St. Matthew's Church

Contributors:
John Hawks, attributed architect (1768-1769); George Hoskins, cabinetmaker (1784-1786); Martin Palmer, carpenter (1784-1786)
Dates:

1768-1769; 1784-1786 [remodeled]

Location:
Hillsborough, Orange County
Street Address:

N. Churton St. at Tryon St., Hillsborough, NC

Status:

No longer standing

Type:

Religious

Images Published In:

Catherine W. Bishir, Charlotte V. Brown, Carl R. Lounsbury, and Ernest H. Wood III, Architects and Builders in North Carolina: A History of the Practice of Building (1990).

Note:

In 1768 the vestry of the Anglican church in Hillsborough advertised in the Virginia Gazette of Feb. 4, 1768, for bidders to erect a church in the community, and to apply at the clerk’s office in Hillsborough to be “more particularly informed. Drawings—a side elevation and a plan placed in the John Hawks Papers at the Southern Historical Collection—are for that church. Although unsigned, the style of drawing and the handwriting appear to be from Hawks’s hand.
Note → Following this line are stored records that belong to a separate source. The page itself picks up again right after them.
PR #20, opened 2025-11-12
GUM-158: Handle Render.com reverse proxy in redirect URI rewriting

taggartgorman:
Render uses a reverse proxy to handle HTTPS, so we need to check x-forwarded-* headers when rewriting the mobile redirect URI.


ternarybits (approved):
I think there should be a test to go along with this logic?

PR #26, opened 2025-11-19
GUM-154: primitive version of mobile sync - no checkpoints, always does full sync

taggartgorman:
This implementation is by no means meant to be complete. I have not tested it on large albums.


ternarybits (approved):
Looks fine for a v1.

PR #121, opened 2026-04-08
GUM-324: Return real asset ID for duplicate uploads

ternarybits:
## Summary
- Fix `POST /assets` to return the real asset ID (not a placeholder UUID) when a duplicate is detected
- Buffered path: use `with_raw_response.create()` to detect HTTP 200 (duplicate) vs 201 (new) from photos-api
- Streaming path: propagate HTTP status code from the pipeline so the adapter can detect duplicates
- Remove dead "duplicate"/"already exists" string-matching branch from `_handle_upload_error` — photos-api returns HTTP 200 for duplicates (not errors), so this code path was unreachable

## Linear
https://linear.app/gumnut-ai/issue/GUM-324/post-assets-duplicate-response-returns-placeholder-uuid-instead-of

## Test plan
- [x] Buffered path: new asset returns 201 + "created" status
- [x] Buffered path: duplicate returns 200 + "duplicate" status with real asset ID
- [x] Streaming path: duplicate returns 200 + "duplicate" status with real asset ID
- [x] All 647 tests pass
- [x] Pyright type check clean, ruff lint/format clean

### DIFF
--- a/routers/api/assets.py
+++ b/routers/api/assets.py
@@ -294,9 +294,18 @@ def _handle_upload_error(e: Exception) -> AssetMediaResponseDto | JSONResponse:
     """Map upload exceptions to Immich-compatible HTTP responses."""
     error_msg = str(e).lower()
     if "duplicate" in error_msg or "already exists" in error_msg:
+        # Try to extract the real asset ID from the exception body (SDK errors
+        # preserve the API response). Fall back to a placeholder UUID.
+        dup_id = "00000000-0000-0000-0000-000000000000"
+        body = getattr(e, "body", None)
+        if isinstance(body, dict) and body.get("id"):
+            try:
+                dup_id = str(safe_uuid_from_asset_id(body["id"]))
+            except Exception:
+                pass
         return JSONResponse(
             content={
-                "id": "00000000-0000-0000-0000-000000000000",
+                "id": dup_id,
                 "status": AssetMediaStatus.duplicate.value,
             },
             status_code=status.HTTP_200_OK,
@@ -471,7 +480,7 @@ async def _upload_buffered(
                 span.set_data("upload.filename", asset_data.filename)
                 span.set_data("upload.content_type", asset_data.content_type)
                 span.set_data("upload.strategy", "buffered")
-                gumnut_asset = await client.assets.create(
+                raw_response = await client.assets.with_raw_response.create(
                     asset_data=(
                         asset_data.filename,
                         asset_data.file,
@@ -483,7 +492,18 @@ async def _upload_buffered(
                     file_modified_at=file_modified_at,
                 )
 
+            gumnut_asset = await raw_response.parse()
             asset_uuid = safe_uuid_from_asset_id(gumnut_asset.id)
+
+            if raw_response.status_code == 200:
+                return JSONResponse(
+                    content={
+                        "id": str(asset_uuid),
+                        "status": AssetMediaStatus.duplicate.value,
+                    },
+                    status_code=status.HTTP_200_OK,
+                )
+
             await _emit_upload_events(gumnut_asset, current_user)
 
             return AssetMediaResponseDto(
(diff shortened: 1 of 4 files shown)


taggartgorman (approved):
LGTM — clean fix for GUM-324. Returning the real asset ID on duplicate is the right behavior, and the three-pronged approach (buffered raw-response, streaming `_http_status` propagation, error-body fallback) covers all the paths a duplicate can surface through.

## Pre-approve checklist
- [x] **Security/auth**: untouched — changes confined to upload response handling
- [x] **Payments/billing**: untouched
- [x] **Data deletion**: untouched
- [x] **Confidence**: High — each branch (201 success, 200 duplicate buffered, 200 duplicate streaming, error-body extraction, placeholder fallback) has direct unit coverage
- [x] **Purpose clarity**: Clear from PR body and linked Linear issue

Nice touch including the error-handler fallback — covers the case where photos-api surfaces the duplicate as an exception rather than a 200 response.

routers/api/assets.py
```diff
@@ -483,7 +492,18 @@ async def _upload_buffered(
                     file_modified_at=file_modified_at,
                 )
 
+            gumnut_asset = await raw_response.parse()
             asset_uuid = safe_uuid_from_asset_id(gumnut_asset.id)
+
+            if raw_response.status_code == 200:
```
taggartgorman: Use constants (HTTP_200_OK), not hard coded numbers (200) for response codes.

routers/api/assets.py
```diff
@@ -532,9 +552,9 @@ async def _upload_streaming(
         result = await pipeline.execute(_extract_upload_fields)
 
         asset_id = result.get("id", "")
-        asset_status = result.get("status", "created")
+        http_status = result.pop("_http_status", 201)
```
taggartgorman: Use a HTTP constant here, too.

routers/api/assets.py
```diff
@@ -532,9 +552,9 @@ async def _upload_streaming(
...
 
-        if asset_status == AssetMediaStatus.duplicate.value:
+        if http_status == 200:
```
taggartgorman: Use a HTTP constant here, too.

taggartgorman (changes requested):

taggartgorman:
The `/review-pr` skill jumped the gun and approved the PR, but it didn't catch the HTTP_200_OK vs 200 issue. I'm wondering if low Claude effort during the morning crunch time is resulting in lower quality reviews.

ternarybits:
## Feedback addressed

### Auto-fixed (two-way door)
- **HTTP constants** (@taggartgorman): Replaced bare `200`/`201` with `status.HTTP_200_OK` / `status.HTTP_201_CREATED` in buffered and streaming duplicate detection
- **Non-dict guard** (@charliecreates): Added `isinstance(result, dict)` guard before injecting `_http_status` into streaming pipeline result

### Skipped
- "Buffered path treats non-200 as created" — SDK validates response against `AssetResponse` schema; unexpected 2xx would raise during `.parse()`
- "Streaming relies solely on `_http_status`" — strictly better than the previous `result.get("status", "created")` which never worked (photos-api response has no `status` field). Default `HTTP_201_CREATED` is correct
- "Error body might be str/bytes" — Stainless SDK `.body` is already parsed JSON; `isinstance(body, dict)` handles this
- "Test brittleness with byte comparison" — matches existing patterns in the file; `JSONResponse` key ordering is deterministic

services/streaming_upload.py
```diff
@@ -288,7 +288,9 @@ def _sync_upload(
         if new_token:
             self.refreshed_token = new_token
 
-        return response.json()
+        result = response.json()
+        result["_http_status"] = response.status_code
+        return result
```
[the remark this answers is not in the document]
ternarybits: Fixed — added `isinstance(result, dict)` guard before injecting `_http_status`. Non-dict payloads are wrapped in `{"_http_status": ..., "data": ...}`.

routers/api/assets.py
ternarybits: Fixed — using `status.HTTP_200_OK` now.

routers/api/assets.py
ternarybits: Fixed — using `status.HTTP_201_CREATED` for the default and `status.HTTP_200_OK` for the comparison.

routers/api/assets.py
ternarybits: Fixed — covered by the same change as the thread above.

ternarybits:
Closing in favor of a new PR with cleaner history after substantial changes during review.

The colonial church stood at the corner of Tryon and Church Streets, on the site now occupied by the Presbyterian church. The parish of St. Matthew’s was organized in 1752, and in 1767, Gov. William Tryon assigned George Micklejohn as minister; it would have been natural to obtain a design from Hawks. During the Regulator movement, demonstrators threatened in 1770 to damage the newly completed church, but were dissuaded. In 1778, political leader James Iredell of Edenton wrote that the town of Hillsborough included “a remarkable handsome church,” which was the Anglican one. The building was damaged during the American Revolution, during which time it served as a war hospital. Especially important, the church was the meeting place for the North Carolina Constitutional Convention of 1788, in which the delegates refused to ratify the Federal constitution; it was ratified the next year in Fayetteville, after the Bill of Rights had been added. The church was extensively repaired and remodeled in 1784-1786 by carpenter Martin Palmer and others to serve as a boys’ academy. It fell into disuse in the early 1800s, and the church for the newly established Presbyterian congregation was built on its site in 1815-1816 (John Berry, Samuel Hancock). In the 1820s the formerly Anglican parish reorganized and built the present St. Matthew’s Episcopal Church (William Nichols; John Berry).